Why did you pick this idea to work on? Do you have domain expertise in this area? How do you know people need what you're making? When I was a kid (2001) I worked for my Dad and I used Morningstar everyday to crunch numbers and produce reports. I had a love/hate relationship with it, loving the data but wishing we could make something even better. Until 2009 I was Editor in Chief for Seattle 2.0 (http://www.seattle20.com) before it was sold to Puget Sound Business Journal, and we made an index of local startups that was quite controversial and got a lot of press coverage and web traffic each month. For a long time I've dreamed of making an index of all startups worldwide, and eventually all privately owned companies. I performed vendor searches for financial custodians for 401k plans (family biz), PR firms, vendors etc. at Twilio. It's a huge pain doing this research and turning to analyst reports is an expensive solution which doesn't include most smaller companies.

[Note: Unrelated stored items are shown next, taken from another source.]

PR #17084, opened 2025-11-28
Update flake.lock, added `latest` devshell variant

KaiSforza:
Updating nixpkgs

Latest devshell variant can be used with either:

* using nix directly: `nix develop ./scripts/nix#latest`
* using direnv: `"use flake ./scripts/nix#latest" | save -f .envrc`

---

Probably something that I should make a PR for whenever a release is coming up.

## Tasks after submitting


ayax79:
thanks!

PR #17086, opened 2025-11-28
Fixes some of the serialization of the tests using `nextest`

KaiSforza:
`cargo test` doesn't have a way to run specific tests in sequence, but nextest does, allowing some of the tests in the repo that are currently ignored to be run separately, without blocking each other. This does depend on some of the changes in #17085.

* Added a `test ci` command to run the `cargo nextest` commands with all of the correct options enabled (profile, cargo profile, etc.) for ease of running.

* Changed references to `use toolkit` to `overlay use toolkit`, using it as an overlay so that it's easier to add/remove the toolkit as necessary. 

## Tasks after submitting

### DIFF
--- a/.cargo/nextest.toml
+++ b/.cargo/nextest.toml
@@ -1,0 +1,36 @@
+# Enabled only when running nextest with `--profile ci`, otherwise it will use
+# all default options. See [1] for more details.
+#
+# [1]: https://nexte.st/docs/configuration/reference/#default-configuration
+[profile.ci]
+# Do not cancel the test run on the first failure.
+fail-fast = false
+# Only print out the failures at the end. Override this with `--failure-output immediate-final`
+failure-output = "final"
+# Tests will fail after 240s of activity (4 minutes)
+slow-timeout = { period = "60s", terminate-after = 4, grace-period = "10s" }
+# Don't bother printing the successful tests, just the ones that are
+# "fail", "retry", "slow" or "leak"
+status-level = "leak"
+# The order here is different (for some reason) so only print the tests that are
+# "fail", "flaky", or "slow"
+final-status-level = "slow"
+# Retry tests 3 times, should also help detect flaky tests.
+retries = 1
+
+# # Adds junit.xml output to analyze tests after they are completed. Github
+# # Actions currently doesn't support any native junit/test result parsing, so
+# # this is currently a bit useless and disabled for now.
+# [profile.ci.junit]
+# path = "junit.xml"
+# store-failure-output = true
+
+# Defined test groups and group behaviors.
+[test-groups]
+# Tests that are in the serial group run 1 test at a time.
+serial = {max-threads = 1}
+
+# Which tests to place into which groups.
+[[profile.ci.overrides]]
+filter = 'test(/::.*(_in_repl|_in_exec_repl)/)'
+test-group = 'serial'
--- a/toolkit/checks.nu
+++ b/toolkit/checks.nu
@@ -97,6 +97,79 @@ export def test [
     }
 }
 
+# check that all the tests pass using a fancy nextest
+#
+# Saves a junit output file in ./target/nextest/
+export def --wrapped "test ci" [
+    --features: list<string> = [] # the list of features to run the tests on
+    --workspace # run the command on the whole workspace
+    --profile: string = "ci" # Nextest profile to use
+    --cargo-profile: string # Cargo profile to use
+    --config: path # Path to the nextest config
+    --groups # Show the grouped tests
+    ...rest # Args to pass directly to `nextest run`
+] {
+    use std/log
+    let toplevel: path = try {
+        ^git rev-parse --show-toplevel | complete | get stdout | str trim
+    } catch {
+        "."
+    }
+    let config: path = $config
+    | default (
+        $toplevel
+        | path join .cargo nextest.toml
+    )
+    let cargo_profile = $cargo_profile
+    | default ($profile)
+
+    let default_args = [
+        --profile=($profile)
+        --cargo-profile=($cargo_profile)
+        --config-file=($config)
+    ]
+    let features: list = if ($features | is-not-empty) {
+        [--features ($features | str join ",")]
+    } else {[]}
+    let workspace: list = if $workspace {
+        [--workspace]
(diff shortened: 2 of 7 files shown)


crates/nu-test-support/src/macros.rs
```diff
@@ -425,11 +425,18 @@ fn collapse_output(out: &str) -> String {
 
 fn setup_command(executable_path: &AbsolutePath, target_cwd: &AbsolutePath) -> Command {
     let mut command = Command::new(executable_path);
+    let path = std::env!("PATH");
+    let pathext = std::option_env!("PATHEXT").unwrap_or_default();
```
fdncred: This should probably be Windows only. Same with the PATHEXT use below.

toolkit/checks.nu
```diff
@@ -97,6 +97,81 @@ export def test [
...
+    --features: list<string> = [] # the list of features to run the tests on
+    --workspace # run the command on the whole workspace
+    --profile: string = "ci" # Nextest profile to use
+    --cargo-profile: string # Cargo profile to use
+    --config: path # Path to the nextest config
+    --groups # Show the grouped tests
+    ...rest # Args to pass directly to `nextest run`
+] {
+    use std/log
+    let toplevel: path = match (which jj git).0? {
```
fdncred: I don't think jj is needed here or below.

toolkit/checks.nu
```diff
@@ -97,6 +97,81 @@ export def test [
...
+        _ => (
+            try {
+                ^jj workspace root | complete
+            } catch {
+                ^git rev-parse --show-toplevel | complete
+            }
+        ).stdout
+    }
+    let config: path = $config
+    | default ($toplevel | path join .cargo nextest.toml)
```
fdncred: This formatting isn't correct with lines beginning with pipes. See if topiary-nushell will format it better.

toolkit.nu
```diff
@@ -1,3 +0,0 @@
-export use toolkit *
```
fdncred, line 1: I believe removing this file will cause a breaking change

crates/nu-test-support/src/macros.rs
KaiSforza: yeah, definitely. This is also in #17085 so i'll fix it there.

toolkit.nu
KaiSforza: I didn't know if this was necessary since `toolkit/mod.nu` exists, so `use toolkit` will work from that directory just fine. I'll re-add it, though.

toolkit/checks.nu
KaiSforza: Removed the `jj` stuff.

toolkit/checks.nu
KaiSforza: Formatted it like topiary would.

.cargo/nextest.toml
```diff
@@ -0,0 +1,18 @@
+[profile.ci]
+# Do not cancel the test run on the first failure.
+fail-fast = false
+failure-output = "final"
+# success-output = "immediate"
+slow-timeout = { period = "60s", terminate-after = 2, grace-period = "10s" }
+status-level = "leak"
+final-status-level = "slow"
+[profile.ci.junit]
```
fdncred: why do we need a junit section here? maybe explain what each of these items mean via comments

crates/nu-test-support/src/macros.rs
```diff
@@ -427,9 +427,18 @@ fn setup_command(executable_path: &AbsolutePath, target_cwd: &AbsolutePath) -> C
...
     command
+        .env_clear()
         .current_dir(target_cwd)
         .env_remove("FILE_PWD")
         .env("PWD", target_cwd); // setting PWD is enough to set cwd;
 
+    // Need these extra environments from before the environment is cleared.
+    #[cfg(windows)]
+    {
+        let path = std::env!("PATH");
```
fdncred: path only matters on windows? seems like other operating systems would need path too.

toolkit/checks.nu
fdncred: my mistake. i think topiary-nushell is formatting this wrong too. I don't think pipes should be the first character of a line at the same column number as the first character of the previous line.

KaiSforza: Ah, should I indent that line then? If I look through the files they all seem to use that style (even in `export def report ...` it uses this style). Do you prefer it more the rust-fmt style (indented by <tabwidth>) rather than in-line?

```
thing
    .foo()
    .bar();
```

.cargo/nextest.toml
KaiSforza: I can remove that. I was messing around with some of the extra nextest settings in here, one of which being a junit xml formatted file, but with github actions having no good rendering of this without just writing it into the github comments, I didn't want to add it as part of the actions.

If that's something that would be good for the repo, then I can add that, though.

toolkit/checks.nu
fdncred: Yup, indent like your example

crates/nu-test-support/src/macros.rs
KaiSforza: It seems like it only matters for windows, clearing the env doesn't seem to remove that on unix, or it at least gets set to some sane default correctly, not sure how, though.

With this change, I can run a test with `nu!()` that prints out the `env.path` and it's correct for my current shell, even without doing `command.env("PATH"...)`.

.cargo/nextest.toml
fdncred: let's add only what we need right now as a minimal set. it can be tweaked in later PRs if needed.

KaiSforza: I commented out the junit stuff, and added some comments about what the other options do.

crates/nu-test-support/src/macros.rs
KaiSforza: Seems like the `Program*` and `System*` environment variables are also needed. Added those in #17085.

KaiSforza:
Going to keep this in a draft state until I get the chance to explain it in one of the Wednesday meetings.

cptpiepmatz:
This doesn't seem relevant to me anymore since we got this now #17628.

I have been meeting with people to understand what they'd user this for. So far, I have heard interest from VCs/angels for investment decisions, senior executives for buying decisions, and individuals for employment decisions. I think with the creation of Funders Club, Kickstarter and many more new exchanges for private company liquidity there is a need for better sources for due diligence.

What's new about what you're making? What substitutes do people resort to because it doesn't exist yet (or they don't know about it)? The fastest growing companies are increasingly non-public and rely on totally different metrics than firms like Bloomberg or Morningstar offer. Today VCs do their own analysis to figure out who the hot firms are, we expect to commoditize some of that. People rely on expensive ($15k/quarter minimum) analyst services like Gartner & Forrester in big companies, but I think for the most part we are competing with handmade and researched spreadsheets.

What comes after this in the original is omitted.